Spatial-Temporal Genetic-Based Attention Networks for Short-Term Photovoltaic Power Forecasting

Photovoltaic (PV) output power is significantly random and fluctuating due to its sensitivity to meteorological factors, making PV power forecasting a big challenge. Accurate short-term PV power forecasting plays a crucial role for the stable operation and maintenance management of PV systems. To achieve this target, the paper proposes a novel Spatial-Temporal Genetic-based Attention Networks (STGANet), which consists of a spatial-temporal module (STM) and a genetic-based attention module (GAM). STM serves to predict the missing solar irradiance to support the generation forecast, and contains a graph convolutional neural network to learn the spatial and temporal dependencies between historical meteorological data, while using dilated convolution as the non-linear part to simplify the network structure.

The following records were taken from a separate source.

PR #8737, opened 2022-01-12
Try a locked go toolchain

t0yv0:
# Description

The hypothesis being tested here is that we have OOMs in CI due to more than one instance of the `go` toolchain running at the same time, and the linker being particularly hungry (~300MB RAM) on Windows. The workaround locks the `go` toolchain at OS level so only one instance of `go build` or `go run` can run at a time. 

I've tested it a bit and it seems to work as designed. It slows down Windows verification a bit, the integration tests go into 1h7min territory, but they seem to complete so far without OOM. That'd still be a win in my book if this truly works. I think this is still conceptually better than tuning down test parallelism param (currently -p 10), since tests that do not use Go actually continue to run in parallel.

What would be best is eventually modifying the tests to set runtime.options.binary in Pulumi.yaml and also set `pt.opts.RunBuild: true` in programtest. What this does is it pre-builds the user program with `go build` (now under lock), followed by actual testing of the compiled program (not under lock). This way slow cloud-wait operations can still go in parallel.

The real test is to run the CI a few times and see if the incidence of OOMs is reduced. My sample here is too small.

I'd love to merge this in and run an experiment for a few weeks to see if the stability stats look any better.

Alternative would be to open 100 branches but I do not want to clog the CI workers so real PRs wait on this.

We can always back this out easily.

Fixes # (issue)

## Checklist

### DIFF
--- a/.github/workflows/test-fast.yml
+++ b/.github/workflows/test-fast.yml
@@ -147,6 +147,16 @@ jobs:
         with:
           repo: t0yv0/goteststats
           tag: v0.0.7
+      - name: Lock go toolchain to prevent concurrent OOM on go linker
+        if: ${{ matrix.platform == 'windows-latest' }}
+        run: |
+          LOCKED_GO=$(./scripts/locked-go-toolchain.sh)
+          echo "Adding LOCKED_GO=$LOCKED_GO to PATH"
+          echo $LOCKED_GO >> $GITHUB_PATH
+      - name: Verify go toolchain modification
+        run: |
+          command -v go
+          go version
       - name: Download Pulumi Go Binaries (linux-x64)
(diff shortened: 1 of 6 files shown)


t0yv0:
Windows builds succeeded, but need a larger sample to make inference about OOM freq impact.

Ubuntu tests subject to "Test Timed Out" - probably because the Go cannot acquire a lock. Need to do "maxwait=N-min" in the tool perhaps? Or check that the tool does release the lock correctly? If this issue never hits windows tests, can also make the modification target Windows only.

t0yv0:
Fixed an issue with unlocking correctly in the upstream, trying again.

iwahbe (approved):
Worth a try!

PR #8702, opened 2022-01-07
[sdk/dotnet] Add PluginDownloadURL

iwahbe:
# Description

Fixes #8689 

## Checklist

- [x] I have added tests that prove my fix is effective or that my feature works

- [x] I have updated the [CHANGELOG-PENDING](https://github.com/pulumi/pulumi/blob/master/CHANGELOG_PENDING.md) file with my change

- [ ] Yes, there are changes in this PR that warrants bumping the Pulumi Service API version

PR #8738, opened 2022-01-12
Revert "[sdk/dotnet] Add PluginDownloadURL"

t0yv0:
Reverts pulumi/pulumi#8702 temporarily as we sort out why it broke master builds on Mac OS that were excluded from PR verification to economize on Mac workers unfortunately.


t0yv0:
I'm suspecting something is funny with `+			[]string{dotNetBin, "add", "package", dep, "-v", version, "-s", localNuget}, cwd)` but no proof yet.. The tests seem to work fine locally for me on a Mac, it's confusing.

justinvp (approved):
🤞

pkg/testing/integration/program.go
```diff
@@ -2075,7 +2075,7 @@ func (pt *ProgramTester) prepareDotNetProject(projinfo *engine.Projinfo) error {
 		version := r.Replace(file)
 
 		err = pt.runCommand("dotnet-add-package",
-			[]string{dotNetBin, "add", "package", dep, "-v", version, "-s", localNuget}, cwd)
```
iwahbe, line 2078: I agree that this is probably the problem. It works locally on my Mac, so my initial suspicion is that `localNuget` points to the wrong place on the Mac test suite. But we use `localNuget` to get the version, so it must be correct. 

---

Either way, we can revert to unblock the release and then fix the test.

iwahbe (approved):

pkg/testing/integration/program.go
t0yv0: I'm sorry about this - there's a drift between local dev env and CI env and my recent work makes it a bit worse even to hit some other objectives. Thank you for your patience.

The GAM efficiently explores for potential relationships in input features with attentional mechanism and uses genetic-based operation and LSTM which takes forecasting error as reference to find global optimal solutions and to avoid getting trapped in local optimal solutions. The model is verified through comparative experiment with several benchmark models using a real-world historical meteorological dataset and a power generation dataset of PV plants in southeastern China. The results have illustrated that the proposed model can provide better prediction performance in PV systems.

Automated summary

This paper introduces a novel Spatial-Temporal Genetic-based Attention Networks (STGANet) approach for PV power forecasting, which includes spatial-temporal module and genetic-based attention module to improve prediction performance.